Aim of the task: Extract each line of the data and write it out again exactly.

Dataset entries
PR #1363, opened 2023-12-13
Switch to universal sierra compilation

### LINKED ISSUE #1175: Incompatible ABIs cause the `contract_class` code parsing to crash

Forge

### Foundry Version

0.10.2

MacOS

x86

### What happened

We don't need the ABIs to be parsed for the code to execute, so we should consider omitting the parsing overall (or parse selectively), since the following example is crashing the newer parser (no backwards compatibility).

### Trace

Reproduction:

```
#[derive(Serde)]
struct Propdetails {
    payload: felt252,
}

#[starknet::interface]
trait IGovernance<State> {
    fn get_proposal_details(self: @State, param: felt252) -> Propdetails;
}

#[test]
#[fork(url: "https://rpc.starknet-testnet.lava.build", block_id: BlockId::Number(904597))]
fn test_forking_functionality() {
    let gov_contract_addr: ContractAddress = 0x7ba1d4836a1142c09dde23cb39b2885fe350912591461b5764454a255bdbac6.try_into().unwrap();
    let dispatcher = IGovernanceDispatcher { contract_address: gov_contract_addr };
    let propdetails = dispatcher.get_proposal_details(1);
    assert(propdetails.payload==0x78b4ccacdc1c902281f6f13d94b6d17b1f4c44ff811c01dea504d43a264f611, 'payload not match');
}

```
Error:
```
thread 'tokio-runtime-worker' panicked at crates/cheatnet/src/forking/state.rs:213:90:
called `Result::unwrap()` on an `Err` value: Error("missing field `kind`", line: 1, column: 2356)
[ERROR] task 10 panicked
```

- [X] I have searched the existing issues and verified no issue exits for this problem.

### LINKED ISSUE #1212: Switch forking sierra compilation to a dedicated package
Blocked by #1211

war-in:
Closes #1212
Closes #1175

## Introduced changes

- `sierra_casm::compile` is used to compile Cairo 1 contracts while forking
- `sierra_casm::compile` is used to compile sierra when it is not present in scarb-api
- abi is unnecessary so it was omitted

## Checklist

- [x] Linked relevant issue
- [x] Added relevant tests


crates/cheatnet/src/forking/state.rs
```diff
@@ -201,21 +199,14 @@ impl StateReader for ForkStateReader {
...
-                    entry_points_by_type: converted_entry_points,
-                    abi: Some(converted_abi),
-                };
-                let casm_contract_class: CasmContractClass =
-                    CasmContractClass::from_contract_class(sierra_contract_class, false).unwrap();
+                let sierra_contract_class = serde_json::json!({
+                    "sierra_program": converted_sierra_program,
+                    "contract_class_version": "",
+                    "entry_points_by_type": flattened_class.entry_points_by_type
+                });
```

Answer below:
PR #1363, opened 2023-12-13
Switch to universal sierra compilation

### LINKED ISSUE #1175: Incompatible ABIs cause the `contract_class` code parsing to crash

Forge

### Foundry Version

0.10.2

MacOS

x86

### What happened

We don't need the ABIs to be parsed for the code to execute, so we should consider omitting the parsing overall (or parse selectively), since the following example is crashing the newer parser (no backwards compatibility).

### Trace

Reproduction:

```
#[derive(Serde)]
struct Propdetails {
    payload: felt252,
}

#[starknet::interface]
trait IGovernance<State> {
    fn get_proposal_details(self: @State, param: felt252) -> Propdetails;
}

#[test]
#[fork(url: "https://rpc.starknet-testnet.lava.build", block_id: BlockId::Number(904597))]
fn test_forking_functionality() {
    let gov_contract_addr: ContractAddress = 0x7ba1d4836a1142c09dde23cb39b2885fe350912591461b5764454a255bdbac6.try_into().unwrap();
    let dispatcher = IGovernanceDispatcher { contract_address: gov_contract_addr };
    let propdetails = dispatcher.get_proposal_details(1);
    assert(propdetails.payload==0x78b4ccacdc1c902281f6f13d94b6d17b1f4c44ff811c01dea504d43a264f611, 'payload not match');
}

```
Error:
```
thread 'tokio-runtime-worker' panicked at crates/cheatnet/src/forking/state.rs:213:90:
called `Result::unwrap()` on an `Err` value: Error("missing field `kind`", line: 1, column: 2356)
[ERROR] task 10 panicked
```

- [X] I have searched the existing issues and verified no issue exits for this problem.

### LINKED ISSUE #1212: Switch forking sierra compilation to a dedicated package
Blocked by #1211

war-in:
Closes #1212
Closes #1175

## Introduced changes

- `sierra_casm::compile` is used to compile Cairo 1 contracts while forking
- `sierra_casm::compile` is used to compile sierra when it is not present in scarb-api
- abi is unnecessary so it was omitted

## Checklist

- [x] Linked relevant issue
- [x] Added relevant tests


crates/cheatnet/src/forking/state.rs
```diff
@@ -201,21 +199,14 @@ impl StateReader for ForkStateReader {
...
-                    entry_points_by_type: converted_entry_points,
-                    abi: Some(converted_abi),
-                };
-                let casm_contract_class: CasmContractClass =
-                    CasmContractClass::from_contract_class(sierra_contract_class, false).unwrap();
+                let sierra_contract_class = serde_json::json!({
+                    "sierra_program": converted_sierra_program,
+                    "contract_class_version": "",
+                    "entry_points_by_type": flattened_class.entry_points_by_type
+                });
```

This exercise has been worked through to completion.